> _WORK TO COMPLETE_:
What is the number of lines in the listing below that contain the word "ListView"? Give only that number.
== MATERIAL TO PROCESS
PR #8947, opened 2023-05-25
Missing css class in ListView, cannot style List actions

mathzol:
As mentioned by the documentation:

https://marmelab.com/react-admin/List.html#sx-css-api

there have to be a class for actions: _& .RaList-actions_ 
but ListToolbar component never got it. 

I don't know this was a mistake or deliberate.

### DIFF
--- a/packages/ra-ui-materialui/src/list/ListView.tsx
====
> _ANSWER BELOW_:
2